Machine learning algorithms for optimization of bearing fault diagnosis in wind systems: a comparative study
摘要
The research compares the performance of a pair of machine learning toolkits PCA-ANN and LDA-ANN in optimising the fault diagnosis performance of a turbo machinery, a wind turbine, where bearings have become one of the most unreliable parts in mechanical systems. Our dataset, a 50-days record of a vibration signal acquired on a high-speed shaft of a 2 MW wind turbine, enabled us to obtain 15 statistical parameters in the time domain and resort to Principal Component Analysis (PCA) and Linear Discriminant Analysis (LDA) to reduce the dimensionality without losing much of the variance (97.6 percent) (PCA) or, at the same time, without diminishing the possibilities to separate the data in different classes (maximize the separability between classes) (LDA). Biometric performance of these reduced features was subsequently trained using a 10 neurons hidden layer in an ANN (PCA-ANN tested with accuracy = 80% loss = 0.059 and LDA-ANN tested with accuracy = 86.7%, loss = 0.031).

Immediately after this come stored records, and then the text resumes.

PR #96, opened 2022-02-08
Use .login suffix for Seed Secrets. Fallback to .oidc

petersutter:
With this PR `gardenctl` will look for a secret named `<seed-name>.login` to get the kubeconfig for the seed cluster. Ideally (for security reasons) this kubeconfig should not contain any credentials (e.g. only oidc or auth-provider configuration), but we do not make any assumptions as of now.
For compatibility reasons we will fallback to `<seed-name>.oidc`. We will remove the fallback in a future `gardenctl` release.

Fixes #

**Release note**:

```feature user

```

### DIFF
--- a/internal/gardenclient/client_test.go
+++ b/internal/gardenclient/client_test.go
@@ -1,0 +1,128 @@
+/*
+SPDX-FileCopyrightText: 2022 SAP SE or an SAP affiliate company and Gardener contributors
+
+SPDX-License-Identifier: Apache-2.0
+*/
+
+package gardenclient_test
+
+import (
+	"context"
+
+	. "github.com/onsi/ginkgo"
+	. "github.com/onsi/gomega"
+	corev1 "k8s.io/api/core/v1"
+	apierrors "k8s.io/apimachinery/pkg/api/errors"
+	metav1 "k8s.io/apimachinery/pkg/apis/meta/v1"
+	"k8s.io/client-go/tools/clientcmd"
+	clientcmdapi "k8s.io/client-go/tools/clientcmd/api"
+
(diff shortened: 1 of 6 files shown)


internal/gardenclient/client_test.go
```diff
@@ -0,0 +1,127 @@
...
+		Namespace: "default",
+		AuthInfo:  "user",
+		Cluster:   "cluster",
+	}
+	config.CurrentContext = name
+	data, err := clientcmd.Write(*config)
+	ExpectWithOffset(1, err).NotTo(HaveOccurred())
+
+	return data
+}
```
petersutter, line 127: currently I have duplicated `createTestKubeconfig` from `target_suite_test.go`. Ideally we should move it to some test utils package. @holgerkoser I remember that you had a similar requirement in the past but couldn't find such a place in the code.

grolu (approved):
/lgtm

internal/gardenclient/client_test.go
petersutter: as discussed I have added a TODO

internal/gardenclient/client_test.go
```diff
@@ -0,0 +1,128 @@
...
+			})
+
+			It("it should fail with not found error", func() {
+				_, err := gardenClient.GetSeedClientConfig(ctx, seed)
+				Expect(err).To(HaveOccurred())
+				Expect(apierrors.IsNotFound(err)).To(BeTrue())
+			})
+		})
+	})
+})
```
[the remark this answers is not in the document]
holgerkoser: I would create a static set of seed secrets and access these data in different ways. For the assert function I would use a table test.

PR #100, opened 2022-02-11
Enh/target flag improvements

grolu:
This PR removes not working target flags override logic from root cmd command.
It also moves target flag registration from root to subcommands and introduces new target flags for the target command and subcommands.

Fixes #

**Release note**:

```feature user

```


internal/util/factory.go
```diff
@@ -35,6 +35,8 @@ type Factory interface {
 	// returned slice can contain IPv6, IPv4 or both, in no particular
 	// order.
 	PublicIPs(context.Context) ([]string, error)
+	// TF returns the target flags used to override the target
+	TF() target.TargetFlags
```
grolu, line 39: Not sure about extending the factory. Maybe there is a better way

pkg/cmd/base/options.go
```diff
@@ -58,18 +67,81 @@ func WrapRunE(o CommandOptions, f util.Factory) func(cmd *cobra.Command, args []
 	}
 }
 
+type CobraCompletionFunc func(cmd *cobra.Command, args []string, toComplete string) ([]string, cobra.ShellCompDirective)
+type CobraCompletionFuncWithError func(ctx context.Context, manager target.Manager) ([]string, error)
+
+// WrapCompletionFunction creates a function that can be used to register a cobra completion command that has access to the manager
+func WrapCompletionFunction(f util.Factory, ioStreams util.IOStreams, completer CobraCompletionFuncWithError) CobraCompletionFunc {
```
grolu, line 74: I moved the completion wrapper here and exported it at it maybe can be reused by other completion functions that require the manager. Currently it is only used in the base options though

pkg/cmd/ssh/ssh_test.go
```diff
@@ -286,16 +287,15 @@ var _ = Describe("SSH Command", func() {
 			Expect(gardenClient.Get(ctx, key, bastion)).NotTo(Succeed())
 
 			// assert that no temporary SSH keypair remained on disk
-			_, err := os.Stat(options.SSHPublicKeyFile)
-			Expect(err).To(HaveOccurred())
+			//_, err := os.Stat(options.SSHPublicKeyFile)
```
grolu, line 290: need some help on this. The tests used values from the options that are set internally by the run command. We no longer have access as the options struct is not exposed.

pkg/cmd/ssh/ssh_test.go
```diff
@@ -348,18 +348,15 @@ var _ = Describe("SSH Command", func() {
...
```
grolu, line 351: same problem, see comment above

pkg/cmd/base/options.go
```diff
@@ -58,18 +67,81 @@ func WrapRunE(o CommandOptions, f util.Factory) func(cmd *cobra.Command, args []
...
 func NewOptions(ioStreams util.IOStreams) *Options {
 	return &Options{
 		IOStreams: ioStreams,
 	}
 }
 
-// AddFlags adds flags to adjust the output to a cobra command
-func (o *Options) AddFlags(flags *pflag.FlagSet) {
+// AddOutputFlags adds flags to adjust the output to a cobra command
+func (o *Options) AddOutputFlags(flags *pflag.FlagSet) {
```
holgerkoser, line 101:
```suggestion
// AddOutputFlag adds flag to adjust the output to a cobra command
func (o *Options) AddOutputFlag(flags *pflag.FlagSet) {
```

internal/util/factory.go
holgerkoser: Why dont't we use the same approach like kubectl does with https://pkg.go.dev/k8s.io/cli-runtime/pkg/genericclioptions.

pkg/cmd/base/options.go
holgerkoser: Why not a new package genericcompletions or at least a new file completions.

pkg/cmd/ssh/ssh_test.go
holgerkoser: For E2E tests create a cobra command and call `cmd.Execute()` and maybe use mocks or just check the output. In this case do not create a cobra command but create a `SSHOptions` instance and call the `Run` method.

pkg/cmd/base/options.go
holgerkoser: As I have already said. I think it would make sense to have first an agreed concept for this kind of PRs before doing all the implementation work.

pkg/cmd/base/options.go
```diff
@@ -58,18 +67,81 @@ func WrapRunE(o CommandOptions, f util.Factory) func(cmd *cobra.Command, args []
...
 	flags.StringVarP(&o.Output, "output", "o", o.Output, "One of 'yaml' or 'json'.")
 }
 
+// AddTargetOverrideFlags adds flags to override the current target to a cobra command
+func (o *Options) AddTargetOverrideFlags(f util.Factory, flags *pflag.FlagSet) {
```
holgerkoser, line 106: Why do we pass the factory here??

grolu:
/close
Close this PR as it is out of sync with master and changes need to be discussed. Keep branch for now, maybe we can use it when we continue work on this topic

PR #112, opened 2022-02-17
Fixes #28, #110 , #111, #113 and #114 

### LINKED ISSUE #28: Error running command
**What happened**:
An error was printed when running the completion command because the `gardenctl` configuration was not found

When running a command for which the gardenctl configuration is not required, I would not expect an error that the configuration is not found

Remove the `gardenctl` configuration and run the `completion` command

**Environment**:

### LINKED ISSUE #110: Config file not clear from error message
When running a command that requires a config file but the config is not present, `spf13/viper` returns the following error when trying to load the config
```bash
g target --garden dummy
E0217 16:19:01.020125   54088 cmd.go:175] failed to read config file: Config File "gardenctl-v2" Not Found in "[/Users/me/.garden]"
Error: failed to complete command options: failed to load config: failed to open file: open : no such file or directory
```
It states it could not find the file `gardenctl-v2` but in fact `viper` is looking for a file `gardenctl-v2.yaml`.

In case the config file is not found the error message should contain the correct filename / path so that it is clear for the user where to place it.

**Why is this needed**:
Config file not clear from error message

### LINKED ISSUE #111: GCTL_SESSION_ID should not be required for some commands
**What happened**:
```bash
gardenctl-v2 help
Error: Environment variable GCTL_SESSION_ID is required. Use "gardenctl help" for more information about the requirements of gardenctl
```

```bash
gardenctl-v2 rc bash
Error: Environment variable GCTL_SESSION_ID is required. Use "gardenctl help" for more information about the requirements of gardenctl
```

```bash
gardenctl-v2 version
Error: Environment variable GCTL_SESSION_ID is required. Use "gardenctl help" for more information about the requirements of gardenctl
```

Currently the above mentioned commands fail if there is no `GCTL_SESSION_ID` or `TERM_SESSION_ID`
Running these commands should succeed as they do necessarily require the `GCTL_SESSION_ID` to be present

**Environment**:

### LINKED ISSUE #113: completion not working in custom zsh setup
Hello,

Thanks for reaching out so quickly and helping in identifying the issue.
**Issue:**
When you run `gardenctl rc zsh` then it will generate the following script:
```bash
if (( $+commands[gardenctl] )); then
    gctl_completion_file="${fpath[1]}/_gardenctl"
    if [[ ! -f "$gctl_completion_file" ]]; then
        gardenctl completion zsh >| "$gctl_completion_file"
        source "$gctl_completion_file"
    else
        source "$gctl_completion_file"
        gardenctl completion zsh >| "$gctl_completion_file" &|
    fi
    unset gctl_completion_file
fi
```
If your $fpath contains a location (first one) which does not exist then this `gardenctl completion zsh` will never run. This was the first finding. I had temporarily changed this script to not take the path from $fpaths and the `gardenctl completion zsh` was run and sourced. However the completion still did not work.

It was found that cobra generates the completion script which has `compdef _gardenctl gardenctl` commented out. This cause the issue on my setup of zsh and it did not run the function `_gardenctl`. However when i uncommented this line in the script it started to work.

Please check if always enabling this would not be a problem in a vanilla zsh or other setups (whichever can be tested). If its safe to do it then you can make this change in the tool, else i will continue to use a function which will explicitly call this.

Best Regards,
Madhav

### LINKED ISSUE #114: Completion does not work for zsh and OMZ
When using [zsh](https://github.com/zsh-users/zsh) together with [OMZ](https://github.com/ohmyzsh/ohmyzsh) the completion does not work.
However when adding `compdef _gardenctl gardenctl` to `~/.zshrc` it solves the issue 

**Why is this needed**:

holgerkoser:
With this PR a not existing config file is treated like an empty config file. An initial config struct with a default filename is created if no config file exists. The user can create a new config file with:
```sh
gardenctl config set-garden dev --kubeconfig /path/to/kubeconfig
```
The initialization of the sessionDirectory and the targetFilename is done when the manager is created and not in the initConfig of the root command. The `version`, `help`, `completion` and `rc` do no more throw an error if `GCTL_SESSION_ID` is not set.

The help of the `gradenctl rc zsh` has been improved and the startup script has been adapted to also support zsh frameworks and plugin manager. Example configuration with gardenctl zsh custom plugin are described for [oh-my-zsh](https://github.com/ohmyzsh/ohmyzsh), [zgen](https://github.com/tarjoilija/zgen) and [zinit](https://github.com/zdharma-continuum/zinit) .

Fixes #28 
Fixes #110 
Fixes #111
Fixes #113
Fixes #114

**Release note**:

```feature user

```

### DIFF
--- a/docs/help/gardenctl_rc_bash.md
+++ b/docs/help/gardenctl_rc_bash.md
@@ -7,9 +7,11 @@ Generate a gardenctl startup script for bash
 Generate a gardenctl startup script for bash that contains various tweaks,
 such as setting environment variables, loading completions and adding some helpful aliases or functions.
 
-To load gardenctl startup script for each bash session, execute once:
+To load gardenctl startup script for each bash session add the following line at the end of the ~/.bashrc file:
 
-    echo 'source <(gardenctl rc bash)' >> ~/.bashrc
+    source <(gardenctl rc bash)
+
+You will need to start a new shell for this setup to take effect.
 
 
 ```
@@ -20,6 +22,7 @@ gardenctl rc bash [flags]
 
 ```
   -h, --help            help for bash
+      --no-completion   The startup script should not setup completion
   -p, --prefix string   The prefix used for aliases and functions (default "g")
 ```
 
--- a/docs/help/gardenctl_rc_fish.md
+++ b/docs/help/gardenctl_rc_fish.md
@@ -7,9 +7,11 @@ Generate a gardenctl startup script for fish
 Generate a gardenctl startup script for fish that contains various tweaks,
 such as setting environment variables, loading completions and adding some helpful aliases or functions.
 
-To load gardenctl startup script for each fish session, execute once:
+To load gardenctl startup script for each fish session add the following line at the end of the ~/.config/fish/config.fish file:
 
-    echo 'gardenctl rc fish | source' >> ~/.config/fish/config.fish
+    gardenctl rc fish | source
+
+You will need to start a new shell for this setup to take effect.
 
 
 ```
@@ -20,6 +22,7 @@ gardenctl rc fish [flags]
 
 ```
   -h, --help            help for fish
+      --no-completion   The startup script should not setup completion
   -p, --prefix string   The prefix used for aliases and functions (default "g")
 ```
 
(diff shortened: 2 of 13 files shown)


petersutter (approved):
/lgtm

LDA-ANN has proven to be better, requiring less time to execute (24.36 s vs. 28.39 s) and report fewer errors, which further establishes the strength of LDA in supervised fault detection. These findings present strong evidence of the effectiveness of a combination of statistical feature extraction, dimension reduction, and ANN-based classification in predictive maintenance, and at the same time, they indicate the potential to be advanced using additional datasets or hybrid modeling models.